===== Supplied entries =====

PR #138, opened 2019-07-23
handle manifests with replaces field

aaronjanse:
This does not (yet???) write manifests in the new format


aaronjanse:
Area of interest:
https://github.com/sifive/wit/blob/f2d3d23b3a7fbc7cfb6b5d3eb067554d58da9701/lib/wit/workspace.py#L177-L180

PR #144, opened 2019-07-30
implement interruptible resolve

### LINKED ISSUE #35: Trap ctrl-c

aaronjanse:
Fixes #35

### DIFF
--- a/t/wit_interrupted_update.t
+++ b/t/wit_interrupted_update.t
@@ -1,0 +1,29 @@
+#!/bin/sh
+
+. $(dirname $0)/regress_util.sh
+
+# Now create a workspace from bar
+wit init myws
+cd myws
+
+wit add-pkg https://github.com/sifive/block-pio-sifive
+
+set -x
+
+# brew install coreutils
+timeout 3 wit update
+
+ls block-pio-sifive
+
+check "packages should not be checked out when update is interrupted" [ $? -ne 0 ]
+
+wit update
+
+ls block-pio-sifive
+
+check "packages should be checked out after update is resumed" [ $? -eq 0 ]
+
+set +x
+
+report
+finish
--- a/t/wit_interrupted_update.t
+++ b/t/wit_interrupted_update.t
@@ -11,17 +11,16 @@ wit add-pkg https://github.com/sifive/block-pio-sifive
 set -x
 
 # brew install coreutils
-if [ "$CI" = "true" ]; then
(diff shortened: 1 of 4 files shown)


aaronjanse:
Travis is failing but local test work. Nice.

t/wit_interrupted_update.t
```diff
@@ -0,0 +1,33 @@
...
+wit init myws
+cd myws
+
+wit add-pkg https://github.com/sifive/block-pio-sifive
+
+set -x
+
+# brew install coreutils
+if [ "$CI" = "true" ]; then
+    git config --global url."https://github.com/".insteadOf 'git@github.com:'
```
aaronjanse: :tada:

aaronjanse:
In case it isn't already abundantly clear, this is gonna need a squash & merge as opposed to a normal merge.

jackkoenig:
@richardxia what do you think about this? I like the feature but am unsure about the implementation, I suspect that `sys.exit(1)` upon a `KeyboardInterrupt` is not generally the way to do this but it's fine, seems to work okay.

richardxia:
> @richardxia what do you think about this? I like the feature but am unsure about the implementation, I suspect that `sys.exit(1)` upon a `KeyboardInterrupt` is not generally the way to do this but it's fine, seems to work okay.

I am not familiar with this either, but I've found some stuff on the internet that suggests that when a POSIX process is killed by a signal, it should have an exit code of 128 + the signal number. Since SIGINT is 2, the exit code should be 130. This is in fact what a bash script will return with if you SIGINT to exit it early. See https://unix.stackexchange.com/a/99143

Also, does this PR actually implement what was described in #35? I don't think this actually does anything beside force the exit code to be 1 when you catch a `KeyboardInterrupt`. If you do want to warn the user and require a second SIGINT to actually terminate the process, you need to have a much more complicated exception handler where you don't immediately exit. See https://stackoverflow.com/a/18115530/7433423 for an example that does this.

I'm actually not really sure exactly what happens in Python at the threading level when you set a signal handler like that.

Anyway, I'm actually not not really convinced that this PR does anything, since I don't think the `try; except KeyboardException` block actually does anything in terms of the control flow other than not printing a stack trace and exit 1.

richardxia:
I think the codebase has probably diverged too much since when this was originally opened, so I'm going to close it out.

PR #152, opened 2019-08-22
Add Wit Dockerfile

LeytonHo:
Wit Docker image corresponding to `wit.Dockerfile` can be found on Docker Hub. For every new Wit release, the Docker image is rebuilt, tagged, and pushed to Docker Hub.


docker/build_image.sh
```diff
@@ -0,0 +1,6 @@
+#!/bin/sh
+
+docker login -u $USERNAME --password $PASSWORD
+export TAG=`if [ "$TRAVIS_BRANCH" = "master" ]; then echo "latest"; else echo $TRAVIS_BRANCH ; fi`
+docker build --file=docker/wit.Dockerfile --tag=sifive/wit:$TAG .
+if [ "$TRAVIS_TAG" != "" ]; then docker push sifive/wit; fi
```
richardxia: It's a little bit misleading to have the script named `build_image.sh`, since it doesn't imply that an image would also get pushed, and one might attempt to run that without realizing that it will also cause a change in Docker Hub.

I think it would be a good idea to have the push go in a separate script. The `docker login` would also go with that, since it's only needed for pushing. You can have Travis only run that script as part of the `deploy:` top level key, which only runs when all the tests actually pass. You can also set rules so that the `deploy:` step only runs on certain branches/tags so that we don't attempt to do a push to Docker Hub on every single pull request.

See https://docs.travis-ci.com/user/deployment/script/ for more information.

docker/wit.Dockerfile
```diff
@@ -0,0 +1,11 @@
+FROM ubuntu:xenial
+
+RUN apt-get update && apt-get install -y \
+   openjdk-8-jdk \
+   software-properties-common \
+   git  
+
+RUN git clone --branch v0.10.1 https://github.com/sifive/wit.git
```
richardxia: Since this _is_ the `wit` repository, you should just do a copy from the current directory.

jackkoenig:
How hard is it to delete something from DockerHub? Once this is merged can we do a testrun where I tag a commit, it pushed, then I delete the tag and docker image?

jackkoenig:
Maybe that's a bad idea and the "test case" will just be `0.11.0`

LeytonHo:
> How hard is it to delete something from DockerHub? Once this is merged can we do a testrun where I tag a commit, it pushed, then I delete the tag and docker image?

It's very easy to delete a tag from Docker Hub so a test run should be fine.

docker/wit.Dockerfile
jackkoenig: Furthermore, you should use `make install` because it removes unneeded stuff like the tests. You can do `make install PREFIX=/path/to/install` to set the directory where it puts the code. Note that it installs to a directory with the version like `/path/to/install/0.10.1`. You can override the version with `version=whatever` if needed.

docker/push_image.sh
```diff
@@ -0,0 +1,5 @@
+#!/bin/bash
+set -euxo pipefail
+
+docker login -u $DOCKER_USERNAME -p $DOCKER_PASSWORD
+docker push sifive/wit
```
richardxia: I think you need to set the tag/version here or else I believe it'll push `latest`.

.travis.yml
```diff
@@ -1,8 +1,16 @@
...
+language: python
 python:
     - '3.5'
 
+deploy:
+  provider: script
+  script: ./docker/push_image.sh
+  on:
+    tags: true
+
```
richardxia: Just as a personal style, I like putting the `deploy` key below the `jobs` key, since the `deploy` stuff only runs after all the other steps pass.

=====
===== Supplied entries =====

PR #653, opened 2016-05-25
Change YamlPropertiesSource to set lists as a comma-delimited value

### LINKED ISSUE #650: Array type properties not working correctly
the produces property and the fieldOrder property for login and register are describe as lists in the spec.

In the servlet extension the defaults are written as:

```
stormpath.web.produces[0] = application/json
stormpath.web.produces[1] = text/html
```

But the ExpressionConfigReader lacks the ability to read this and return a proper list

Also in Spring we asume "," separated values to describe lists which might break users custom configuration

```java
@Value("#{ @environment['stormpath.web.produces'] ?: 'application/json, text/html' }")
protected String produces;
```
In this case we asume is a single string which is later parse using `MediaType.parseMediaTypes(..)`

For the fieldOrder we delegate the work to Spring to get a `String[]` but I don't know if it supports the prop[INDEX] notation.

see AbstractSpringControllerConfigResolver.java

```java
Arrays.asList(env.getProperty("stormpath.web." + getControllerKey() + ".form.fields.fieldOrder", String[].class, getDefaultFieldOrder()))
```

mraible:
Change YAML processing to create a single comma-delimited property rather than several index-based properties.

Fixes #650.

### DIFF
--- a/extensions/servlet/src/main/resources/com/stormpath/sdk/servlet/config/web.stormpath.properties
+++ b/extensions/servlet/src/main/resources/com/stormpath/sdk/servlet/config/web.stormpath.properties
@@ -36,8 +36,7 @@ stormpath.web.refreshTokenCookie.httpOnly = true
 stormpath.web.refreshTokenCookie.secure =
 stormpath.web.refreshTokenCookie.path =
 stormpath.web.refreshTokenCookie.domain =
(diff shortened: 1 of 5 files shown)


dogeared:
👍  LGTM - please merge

=====
===== Supplied entries =====

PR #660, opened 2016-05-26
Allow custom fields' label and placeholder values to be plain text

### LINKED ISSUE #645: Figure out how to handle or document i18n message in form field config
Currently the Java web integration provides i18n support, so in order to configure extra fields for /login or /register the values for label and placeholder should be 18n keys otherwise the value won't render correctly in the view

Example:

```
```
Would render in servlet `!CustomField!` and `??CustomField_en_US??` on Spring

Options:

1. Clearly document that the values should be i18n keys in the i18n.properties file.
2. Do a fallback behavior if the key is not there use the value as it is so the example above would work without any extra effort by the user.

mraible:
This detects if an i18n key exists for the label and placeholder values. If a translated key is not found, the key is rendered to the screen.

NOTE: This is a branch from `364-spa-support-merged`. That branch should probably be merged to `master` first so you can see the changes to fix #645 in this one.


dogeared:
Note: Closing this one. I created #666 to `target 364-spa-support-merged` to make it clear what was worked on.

=====

Return the lines above that include the string "check".

Response to this exercise:
+check "packages should not be checked out when update is interrupted" [ $? -ne 0 ]
+check "packages should be checked out after update is resumed" [ $? -eq 0 ]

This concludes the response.